In surveying current processor architectures, we can easily find an example of almost any style or theme that you might be interested in. The line between RISC, originally a Reduced Instruction Set and CISC, a Complex Instruction Set Computer, has been blurred in the last ten years. While Instruction Set Architectures (ISA) have been stable until recent developments, the battle now is between very fast single processors and slower wide parallel processors.
This battle has now been joined by the technology battle that intensifies as circuit dimensions shrink, and the power/heat battle as clock speeds race for the 10 GHz crown. That particular winner may provide both home entertainment and heating in the near future.
The power/heat connondrum is proving to be a very hard barrier to bypass, as Intel has found in its Itanium (130W) and P(100W) processors. This is the limit of practical air cooling with current systems. IBM is not a stranger to these challenges, but their solution is based on Multi Chip Modules (MCM) with liquid cooling attachments, not typically suitable for desktop use. Any current or future processor Architecture (PA) will have to deal with all of these barriers to succeed in wide acceptance.
How are these barriers being breached? What techniques will give the next generation of processors that edge that jumps current limitations?
For the purpose of this article, I will separate processors into four broad classes:
This class is characterized by high clock speeds and very complex implementation to optimize the rate instructions are executed. Processors have many stages and several instructions are 'in flight' at any time. Large cache and high bandwidth links are standard. The IBM Power5 is an extreme example example of this class.
There are big hurdles ahead of this class. The first one is power, and it is a critical limit for both heat dissipation and electromigration. We can get more heat off of a chip by use of liquid cooling, channels on the back of the silicon, and silver as a heat conductor, much better than copper. The limiting issue will be the electromigration effects as dimensions get smaller, aggrivated by elevated temperatures. Extreme cooling such as Freon or alcohol as the fluid, or even liquid nitrogen, is possible but limited in appliction.
A second major limitation is the diminishing returns of complexity. Fast processors already use all the obvious techniques for speed, and those left are not likely to yield big gains. The Itanium's attempt to move that complexity into software will not yield further significan gains because of the NP nature of software comnplexity. NP is shorthand for complexity that increases exponentially, so no matter how much resource you use, the gains diminish rapidly.

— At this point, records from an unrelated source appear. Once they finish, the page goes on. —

PR #487, opened 2026-04-23
[TE-5669] Consolidate duplicate handleError implementations in bktec

meghan-kradolfer:
### Description

`run.go` and `plan.go` each had their own handleError implementation with the same error-classification logic (retry timeout → fallback, billing error → fallback, everything else → hard fail). This PR extracts a single shared handleError into errors.go so future error branches only need to be added once.

This PR also updates all errors to be `stderr`, where previously it was a mix of `stdout` and `stderr`. I don't think this should be a problem as the job logs output both `stdout` and `stderr` so nothing should change

### Context

[TE-5669](https://linear.app/buildkite/issue/TE-5669/consolidate-duplicate-handleerror-implementations-in-bktec)

### Changes

- `errors.go` (new): shared `handleError(err error)` error — classifies API errors and prints warnings to stderr. Returns `nil` for recoverable errors (caller falls back), or the original error for hard failures.
- `errors_test.go` (new): direct unit tests covering all three branches (retry timeout, billing error, unknown error).
- `plan.go`: removed duplicate `handleError`, removed unused errors import.
- `run.go`: replaced inline closure with calls to the shared function. Callers construct fallback plans themselves when handleError returns `nil`.

### Testing

- `errors_test.go` (new): direct unit tests covering all three branches — retry timeout returns nil with stderr warning, billing error returns nil with `stderr` warning, unknown error passes through unchanged with no stderr output.
- Existing integration tests (`TestFetchOrCreateTestPlan_*`, `TestPlanJSON_*`) continue to pass and cover the end-to-end behaviour.

### DIFF
--- a/internal/command/errors.go
+++ b/internal/command/errors.go
@@ -1,0 +1,27 @@
+package command
+
+import (
+	"errors"
+	"fmt"
+	"os"
+
+	"github.com/buildkite/test-engine-client/internal/api"
+)
+
+// handleError classifies API errors and prints user-facing warnings to stderr.
+// Returns nil for recoverable errors (caller should fall back to non-intelligent splitting),
+// or the original error for unrecoverable failures.
+func handleError(err error) error {
+	if errors.Is(err, api.ErrRetryTimeout) {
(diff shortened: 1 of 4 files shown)


malclocke (approved):
Nice tidy up 👍

PR #491, opened 2026-04-28
[TE-5667] Replace generic fallback warning with differentiated failure messages

meghan-kradolfer:
### Description

A lot of fallback scenarios currently surface the same generic message: *"Could not fetch or create plan from server, falling back to non-intelligent splitting."* Users have no way to tell whether they're hitting a timeout, a billing issue, a missing suite, or an auth failure, and no indication of what to do next.

This PR replaces that catch-all with differentiated messages per failure mode. The API client now classifies non-2xx responses into typed errors (`AuthError`, `ForbiddenError`, `NotFoundError`, `BadRequestError`, `UnprocessableEntityError`, plus the existing `BillingError`). 
`handleError` maps each type to either:

- A **recoverable warning** with a fallback notice (timeout, billing, 422, 404. Build proceeds with non-intelligent splitting), or
- A **fatal error** that stops the build (401 auth, 403 access denied, 400 invalid request) so the user fixes the underlying problem.

Output is also colorized (yellow ⚠️ for warnings, red ❌ for fatal errors), with `NO_COLOR` honoured.

### Context

- Linear: [TE-5667](https://linear.app/buildkite/issue/TE-5667)
- Investigation doc: [Improving Test Splitting Communication](https://www.notion.so/buildkite/Improving-Test-Splitting-Communication-348b8dbc2c8980c78143c2e648d9edd3)

### Changes

- `internal/api/client.go`: new typed errors (`AuthError`, `ForbiddenError`, `NotFoundError`, `BadRequestError`, `UnprocessableEntityError`); `DoWithRetry` switches on `resp.StatusCode` to return the right type.
- `internal/api/fetch_test_plan.go`: uses `errors.As` instead of inspecting `resp.StatusCode`.
- `internal/command/errors.go`: `handleError` classifies each typed error and prints a labelled, coloured message; new `warn()` and `fatal()` helpers; `warnErrorPlan()` consolidates the empty-task-list fallback message.
- `internal/command/run.go`, `plan.go`: use the shared helpers; `Run`/`Plan` no longer wrap the returned error so the formatted `❌` message reaches the user verbatim.
- Tests added for each typed error path in both `internal/api` and `internal/command`.

#### Example output

**Error**
Screenshot 2026-04-28 at 3 33 25 PM

**Warning**
Screenshot 2026-04-28 at 3 33 41 PM

### Testing

- Unit tests added for each typed error in `internal/api/client_test.go`, `internal/command/errors_test.go`, and `internal/command/run_test.go`.
- Manual: triggered each failure mode against a local mock server and confirmed messages render correctly with and without `NO_COLOR`

### DIFF
--- a/internal/command/errors.go
+++ b/internal/command/errors.go
@@ -13,7 +13,7 @@ import (
 // or the original error for unrecoverable failures.
 func handleError(err error) error {
 	if errors.Is(err, api.ErrRetryTimeout) {
-		fmt.Fprintln(os.Stderr, "⚠️ Could not fetch or create plan from server, falling back to non-intelligent splitting. Your build may take longer than usual.")
+		fmt.Fprintln(os.Stderr, "⚠️ Test Engine API timed out after 130s. Falling back to non-intelligent splitting. Your build may take longer than usual.")
 		return nil
 	}
 
@@ -21,6 +21,26 @@ func handleError(err error) error {
 		fmt.Fprintln(os.Stderr, billingError.Message+"\n")
 		fmt.Fprintln(os.Stderr, "⚠️ Falling back to non-intelligent splitting. Your build may take longer than usual.")
 		return nil
+	}
+
+	if authError := new(api.AuthError); errors.As(err, &authError) {
+		fmt.Fprintln(os.Stderr, "❌ Invalid API token. Check BUILDKITE_TEST_ENGINE_API_ACCESS_TOKEN is set and valid. See https://buildkite.com/docs/apis/managing-api-tokens")
+		return err
+	}
+
+	if forbiddenError := new(api.ForbiddenError); errors.As(err, &forbiddenError) {
+		fmt.Fprintf(os.Stderr, "❌ Access denied: %s. Check your API token has the required scopes and organization access. See https://buildkite.com/docs/apis/managing-api-tokens\n", forbiddenError.Message)
+		return err
+	}
+
+	if errors.As(err, new(*api.NotFoundError)) {
+		fmt.Fprintln(os.Stderr, "⚠️ Suite not found. Check BUILDKITE_TEST_ENGINE_SUITE_SLUG is correct. Falling back to non-intelligent splitting.")
+		return nil
+	}
+
+	if badRequestError := new(api.BadRequestError); errors.As(err, &badRequestError) {
+		fmt.Fprintf(os.Stderr, "❌ Invalid request: %s\n", badRequestError.Message)
+		return err
 	}
 
 	return err
--- a/internal/command/errors.go
+++ b/internal/command/errors.go
@@ -25,19 +25,23 @@ func ansi(code string) string {
 	return code
 }
 
-// warn prints a recoverable warning to stderr followed by an optional hint
+// printWarn prints a recoverable warning to stderr followed by an optional hint
 // and the fallback notice.
-func warn(label, message string, hints ...string) {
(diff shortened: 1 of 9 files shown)


internal/command/errors.go
```diff
@@ -8,20 +8,77 @@ import (
...
+	colorBold   = ansi("\033[1m")
+	colorReset  = ansi("\033[0m")
+)
+
+func ansi(code string) string {
+	if os.Getenv("NO_COLOR") != "" {
+		return ""
+	}
+	return code
+}
```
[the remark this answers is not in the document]
meghan-kradolfer: I don't think this matters for bktec as the env is set before the process begins

internal/command/errors.go
```diff
@@ -8,20 +8,77 @@ import (
...
+
+// warn prints a recoverable warning to stderr followed by an optional hint
+// and the fallback notice.
+func warn(label, message string, hints ...string) {
```
nprizal: [nit] just to clarify that this function doesn't actually return anything, and only print warning

```suggestion
func printWarn(label, message string, hints ...string) {
```

internal/command/errors.go
```diff
@@ -8,20 +8,77 @@ import (
...
+	for _, h := range hints {
+		fmt.Fprintln(os.Stderr, h)
+	}
+	fmt.Fprintf(os.Stderr, "%s%s%s\n", colorYellow, fallbackExtra, colorReset)
+}
+
+// fatal formats an unrecoverable error message with red bold styling.
+func fatal(label, message string) error {
+	return fmt.Errorf("%s❌ %s:%s %s", colorRed+colorBold, label, colorReset, message)
+}
```
nprizal: [nit]
```suggestion
func fatal(label, a any) error {
	return fmt.Errorf("%s❌ %s:%s %v", colorRed+colorBold, label, colorReset, message)
}
```
I think you can do this, so you can use this function on line 79

```
# line 79
return fatal("Unexpected error", err)
```

internal/command/errors.go
```diff
@@ -8,20 +8,77 @@ import (
...
 	if billingError := new(api.BillingError); errors.As(err, &billingError) {
-		fmt.Fprintln(os.Stderr, billingError.Message+"\n")
-		fmt.Fprintln(os.Stderr, "⚠️ Falling back to non-intelligent splitting. Your build may take longer than usual.")
+		warn("Billing Error", billingError.Message)
 		return nil
 	}
 
-	return err
+	if unprocessableError := new(api.UnprocessableEntityError); errors.As(err, &unprocessableError) {
+		warn("Unavailable", unprocessableError.Message)
```
nprizal: I'm not quite sure about this. "Unavailable" can mean that the server is offline, but I don't think thats what "Unprocessable Entity" means. should we let this handled as "Unexpected error"

meghan-kradolfer: The only 422 that I can find that bktec hits on test plan endpoints comes from `verify_api_active`: when `ANALYTICS_DISABLE_API` feature flag is active for the org, which doesn't feel quite right, but something I don't really want to change.
I could update the warning label to be something like "Test Engine unavailable", or I can just let it fall through to the "Unexpected error", although this is a fatal error so not sure if we want that or if we want it as warning + fallback. What do you think?

nprizal: Hmm, it's a shame that we return `422` for that situation. I think `403` better suit that situation. 

Anyway, lets keep it as it is, and probably add a comment why we treat "Unprocessable entity" as "Unavailable".

nprizal (approved):

Issue #485, opened 2026-04-20
Retry constructs invalid pytest node ID for collection errors (empty scope)


jasonwbarnett:
## Summary

When bktec retries a pytest collection error (e.g. an import failure), it constructs an invalid node ID because the scope is empty. This causes `no tests ran` on the retry attempt.

The test still correctly fails overall — the collection error is reported as a failure and bktec exits non-zero. But the retry is wasted and the error message is confusing.

## Root cause

In [`internal/runner/pytest.go` line 106](https://github.com/buildkite/test-engine-client/blob/v2.4.0/internal/runner/pytest.go#L106), bktec constructs retry node IDs by joining scope and name:

```go
Path: fmt.Sprintf("%s::%s", test.Scope, test.Name)
```

For normal test failures this produces valid node IDs like `tests/foo.py::test_bar`.

For collection errors, the scope is empty — and correctly so. A collection error's node ID is just the file path (e.g. `tests/foo.py`) with no `::` separator. When the test-collector-python plugin splits on `::`, it gets `scope=""` and `name="tests/foo.py"`. The unconditional join produces:

```
::tests/foo.py
```

This is not a valid pytest node ID, so pytest reports `no tests ran`.

## Suggested fix

Handle empty scope when constructing the retry path:

```go
if test.Scope != "" {
    path = fmt.Sprintf("%s::%s", test.Scope, test.Name)
} else {
    path = test.Name
}
```

This would produce `tests/foo.py` for collection errors, which is a valid pytest node ID. Pytest would attempt to collect the file again — it would still fail (the import error can't be fixed by re-running), but the error message would be clear and the retry behavior would be consistent.

## Context

This issue was discovered while investigating [buildkite/test-collector-python#106](https://github.com/buildkite/test-collector-python/issues/106), where collection errors were silently dropped from the JSON report. The fix in [buildkite/test-collector-python#108](https://github.com/buildkite/test-collector-python/pull/108) adds collection errors to the report, which surfaces this pre-existing issue in bktec's retry logic.

## Reproduction

https://github.com/altana-ai/bktec-collection-error-repro — the third scenario (`03-bktec-retry`) demonstrates the invalid node ID on retry after applying the test-collector-python fix.

PR #492, opened 2026-04-28
Skip retries for pytest collection errors

jasonwbarnett:
### Description

When a test file fails to import (e.g. `ModuleNotFoundError`), pytest fires `pytest_collectreport` instead of the normal `pytest_runtest_*` hooks. The [test-collector-python plugin](https://github.com/buildkite/test-collector-python/pull/108) now tags these entries with `test.pytest_collection_error=true` in the JSON report.

Previously, bktec would treat these as regular test failures and attempt to retry them. This is pointless — the underlying issue is a broken import or syntax error, not a flaky test. Retrying just wastes CI time.

This PR parses the `tags` field from the JSON report and excludes collection errors from retry candidates while still counting them as failures in the run status.

### Context

- Companion PR: https://github.com/buildkite/test-collector-python/pull/108
- Issue: https://github.com/buildkite/test-collector-python/issues/106

### Changes

- Add `Tags` field to `TestEngineTest` to parse tags from the JSON report
- Add `CollectionError` flag to `TestResult` and `RecordCollectionError()` method to `RunResult`
- Exclude collection errors from `FailedTests()` and `FailedMutedTests()` (no retries)
- `Status()` still reports `RunStatusFailed` when collection errors are present
- Add "Collection Errors (will not be retried)" section to the report output
- Unit tests for all new behavior, including JSON tag parsing and pytest runner integration

### Testing

- All existing tests pass (failures in `go test ./...` are pre-existing: missing rspec, gotestsum, cypress, pact_ffi)
- New unit tests cover: collection errors excluded from retries, excluded from muted retries, status still reports failed, JSON tag parsing
- Pytest runner integration test uses a fixture with both a real failure and a tagged collection error, verifying only the real failure appears in `FailedTests()`

### DIFF
--- a/internal/runner/run_result.go
+++ b/internal/runner/run_result.go
@@ -76,17 +76,42 @@ func (r *RunResult) RecordTestResult(testCase plan.TestCase, status TestStatus) 
 	}
 }
 
+// RecordCollectionError records a test collection error (e.g. import failure).
+// Collection errors are recorded as failed but excluded from retries.
+func (r *RunResult) RecordCollectionError(testCase plan.TestCase) {
+	test := r.getTest(testCase)
+	test.Status = TestStatusFailed
+	test.CollectionError = true
+	test.ExecutionCount++
+	if r.mutedTestLookup[mutedTestIdentifier(testCase)] {
+		test.Muted = true
+	}
+}
+
 // FailedTests returns a list of test cases that failed.
+// Collection errors are excluded because retrying them is pointless
+// (the underlying issue is a broken import or syntax error, not a flaky test).
 func (r *RunResult) FailedTests() []plan.TestCase {
 	var failedTests []plan.TestCase
 
 	for _, test := range r.tests {
-		if test.Status == TestStatusFailed && !test.Muted {
+		if test.Status == TestStatusFailed && !test.Muted && !test.CollectionError {
 			failedTests = append(failedTests, test.TestCase)
 		}
 	}
 
 	return failedTests
+}
+
+// CollectionErrors returns test cases that failed due to collection errors (e.g. import failures).
+func (r *RunResult) CollectionErrors() []plan.TestCase {
+	var errors []plan.TestCase
+	for _, test := range r.tests {
+		if test.CollectionError && !test.Muted {
+			errors = append(errors, test.TestCase)
+		}
+	}
+	return errors
 }
 
 func (r *RunResult) MutedTests() []TestResult {
@@ -115,7 +140,7 @@ func (r *RunResult) FailedMutedTests() []plan.TestCase {
 	var failedTests []plan.TestCase
 
 	for _, test := range r.tests {
-		if test.Status == TestStatusFailed && test.Muted {
+		if test.Status == TestStatusFailed && test.Muted && !test.CollectionError {
 			failedTests = append(failedTests, test.TestCase)
 		}
 	}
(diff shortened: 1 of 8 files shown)


jasonwbarnett:
@niceking This is 100% vibe coding with a single prompt (with the other context from https://github.com/buildkite/test-collector-python/pull/108). I am reviewing it now.

jasonwbarnett:
I'm going to be honest, this touches quite a lot of existing concepts that I'm not super familiar with. Ideally someone who is opinionated and knows bktec can provide meaningful feedback.

internal/runner/run_result.go
```diff
@@ -174,11 +219,11 @@ func (r *RunResult) Status() RunStatus {
 		return RunStatusUnknown
 	}
 
-	if len(r.FailedTests()) > 0 {
+	if len(r.FailedTests()) > 0 || r.collectionErrorCount() > 0 {
```
jasonwbarnett, line 222: I really don't know if this makes sense or not. It's likely it does given a collection error typically means one or more tests (even if muted) can't be run so it's probably a good idea to bail early and treat collection errors as things that can't be muted/ignored.

internal/runner/run_result.go
```diff
@@ -174,11 +219,11 @@ func (r *RunResult) Status() RunStatus {
...
 		return RunStatusFailed
 	}
 
-	if r.passedTestsCount()+r.skippedTestsCount()+len(r.FailedMutedTests()) == len(r.tests) {
+	if r.passedTestsCount()+r.skippedTestsCount()+len(r.FailedMutedTests())+r.mutedCollectionErrorCount() == len(r.tests) {
```
jasonwbarnett, line 226: I don't think it's even possible to mute an entire set of tests so I don't think this makes sense, but I could be wrong. In other words, a collection error could mean one or more tests that may or may not be muted. I think it's far simpler to simply treat all collection failures as true failures and to exclude this mutedCollectionErrorCount from this completely.

niceking:
@jasonwbarnett i've also released python collector v1.4.3 so if you could test against the changes. I'll tag the team in for a bktec review!

internal/runner/run_result.go
niceking: Yeah I think that's right

internal/runner/run_result.go
niceking: Yeah we can't mute at the test file level. And yeah we should treat collection failures as true failures and exclude the mutedCollectionErrorCount from this completely.

internal/runner/run_result.go
```diff
@@ -241,8 +286,9 @@ type TestEngineTest struct {
 	Name     string
 	Scope    string
 	Location string
-	FileName string `json:"file_name,omitempty"`
+	FileName string            `json:"file_name,omitempty"`
```
niceking, line 289: 🤔

internal/runner/run_result.go
```diff
@@ -241,8 +286,9 @@ type TestEngineTest struct {
...
 	Result   TestStatus
+	Tags     map[string]string `json:"tags,omitempty"`
```
niceking, line 291: 🤔

niceking (commented):
can we change all `CollectionError` to `PytestCollectionError` 🙏

jasonwbarnett:
@pda I saw you merged https://github.com/buildkite/test-engine-client/pull/553

I wasn't sure if you thought this PR still has any merit or if I should just close it. Let me know!

jasonwbarnett:
Superseded by #553 (merged), which skips retries for tagged pytest collection errors and also fixes the invalid `::file.py` retry selector (#485). Closing.

PR #493, opened 2026-04-29
Remove Pact contract testing

pda:
### Description

Remove the Pact consumer-side integration from bktec.

Pact hasn't paid for itself: it's the only Pact integration in the buildkite stack, no one is actively driving it, and the API it covers (test plan, test plan metadata, file timings, filter tests) is small and slow-moving. The signal we actually rely on is elsewhere — bktec is versioned with a support window, the Test Engine API has its own request specs, and real integration issues surface through dogfooding and customer reports faster than a contract test would catch them.

This PR removes the consumer side. The server-side changes will be removed separately.

### Changes

- `internal/api/*_test.go`: replace pact-go consumer tests with plain `net/http/httptest` fixtures. Each test still asserts the URL, method, headers, request body, and response decoding. `*config.Config` is compared with `cmpopts.IgnoreUnexported` because `Config` has an unexported `errs` field.
- `internal/api/pacts/`: deleted (generated `TestEngineClient-TestEngineServer.json`).
- `go.mod` / `go.sum`: drop `github.com/pact-foundation/pact-go/v2`.
- `bin/publish-pact`, `bin/release-pact-version`, `bin/pact-record-support-ended`: deleted. The last one was a bit bitrotten — it still targeted the legacy `TestSplitterClient` pacticipant.
- `bin/setup`, `.buildkite/steps/tests.sh`: drop `pact-go` install steps.
- `.buildkite/steps/publish-pacts.sh`: deleted (already orphaned).
- `.buildkite/pipeline.yml`: drop `internal/api/pacts/*` artifact path.
- `CHANGELOG.md`: note the change under `Unreleased`.

### Testing

```
go test ./internal/api/...   # all pass
go build ./...               # clean
go vet ./...                 # clean
```

The five rewritten tests assert the same URL/method/headers/body/response-decoding as before, just without a broker.

### Related

- Resolves TE-5717
- Parent: TE-5716


internal/api/create_test_plan_test.go
```diff
@@ -46,98 +36,74 @@ func TestCreateTestPlan(t *testing.T) {
...
+			t.Errorf("Content-Type header = %q", got)
+		}
+
+		var got TestPlanParams
+		if err := json.NewDecoder(r.Body).Decode(&got); err != nil {
+			t.Fatalf("decoding request body: %v", err)
+		}
+		if diff := cmp.Diff(got, params); diff != "" {
+			t.Errorf("request body diff (-got +want):\n%s", diff)
+		}
```
gchan: I wonder if we should compare against a JSON so the request format is asserted. The current approach decodes back into TestPlanParams, which means JSON tag changes round-trip cleanly and slip through. e.g. renaming json:"target_time" to json:"targetTime" would still pass this test.

internal/api/fetch_files_timing_test.go
```diff
@@ -2,72 +2,65 @@ package api
...
+	svr := httptest.NewServer(http.HandlerFunc(func(w http.ResponseWriter, r *http.Request) {
+		if r.Method != http.MethodPost {
+			t.Errorf("request method = %q, want %q", r.Method, http.MethodPost)
+		}
+		if r.URL.Path != "/v2/analytics/organizations/buildkite/suites/rspec/test_files" {
+			t.Errorf("request path = %q", r.URL.Path)
+		}
+		if got := r.Header.Get("Authorization"); got != "Bearer asdf1234" {
+			t.Errorf("Authorization header = %q", got)
+		}
```
gchan, line 27: Nit: This and TestFilterTests_SlowFiles doesn't assert Content-Type: application/json but TestCreateTestPlan and TestPostTestPlanMetadata do.

internal/api/fetch_test_plan_test.go
```diff
@@ -3,152 +3,106 @@ package api
...
+	c := NewClient(ClientConfig{
+		AccessToken:      "asdf1234",
+		OrganizationSlug: "buildkite",
+		ServerBaseUrl:    svr.URL,
 	})
 
+	got, err := c.FetchTestPlan(context.Background(), "rspec", "abc123", 0)
 	if err != nil {
-		t.Error("Error mocking provider", err)
+		t.Errorf("FetchTestPlan() error = %v", err)
```
gchan: Use t.Fatal for the error check so next execution (where got != nil) is skipped

gchan (approved):
A few minor suggestions/nits but LGTM.

Should we remove pact from the .gitignore file too?

pda:
🤖 Removed `internal/api/pacts/` from `.gitignore` in c789cbd.

internal/api/fetch_test_plan_test.go
pda: 🤖 Done in 03efa14 — switched to `t.Fatalf` so the `got != nil` check below is skipped on error.

internal/api/fetch_files_timing_test.go
pda: 🤖 Done in 9fea2e7 — added `Content-Type: application/json` assertions to both `TestFetchFilesTiming` and `TestFilterTests_SlowFiles`.

internal/api/create_test_plan_test.go
pda: 🤖 Done in 58bdd30. Added an `assertJSONBody` helper in [client_test.go](https://github.com/buildkite/test-engine-client/blob/58bdd30/internal/api/client_test.go) that compares the captured body against a literal JSON string (parsed into `any` so whitespace/key-order don't matter, but tag names do). Applied it to all six tests that assert request bodies — `TestCreateTestPlan`, `TestCreateTestPlan_SplitByExample`, `TestCreateTestPlan_MutedTests`, `TestFilterTests_SlowFiles`, `TestFetchFilesTiming`, and `TestPostTestPlanMetadata`.

The two tests that embed `*config.Config` (`TestFilterTests_SlowFiles`, `TestPostTestPlanMetadata`) now spell out every `BUILDKITE_*` env field on the wire — verbose, but it means a tag rename or a new env var is a deliberate test update, which is the point.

Overall, this class of processors is near several limits that will close the door to future extensions. This is reflected in reality as all of the major vendors are moving to multiple cores (more than two) as is reflected in their future roadmaps. Faster systems must come from this and other approaches.
This class is characterized by moderate clock speeds, relatively simple implementation and resources for execution, modest cache and bandwidth requirements and automatic control of which parts of the chip are powered up to minimize power use. The Via C5P is a good example of this class.
The primary objective of this class is best performance while maintaining low power. In addition, small die size means cheap production and minimum board space. Each of the current vendors uses somewhat different techniques to keep power low, but Via's and Transmeta's techniques represent the extremes.
Via build the smallest, simplest die consistent with rapid execution with minimal complexity, and takes great care to use low power in each section as well as power control. Via's current C5P with a 47 mm sq. die and a installable chip smaller than a penny is the smallest processor capable of running as a dual processor system. I expect to see dual core C5 chips in the next generation or two from Via.
Transmeta steps away from direct execution and builds a powerful general execution engine with the capability of dynamically transforming the instruction stream into a VLIW stream that executes multiple units at low power. Transmeta's approach is a powerful general technique that has potential well beyond its current implementation in the TM8000.
There is little data available about this class of processors at the current time. Only the Power4 and Power5 from IBM fall in this class, and they seem to be two separate cores on a ceramic substrate, not yet the multiple processors in one core. When multiple processors on one core get announced, I'll be taking a close look at them.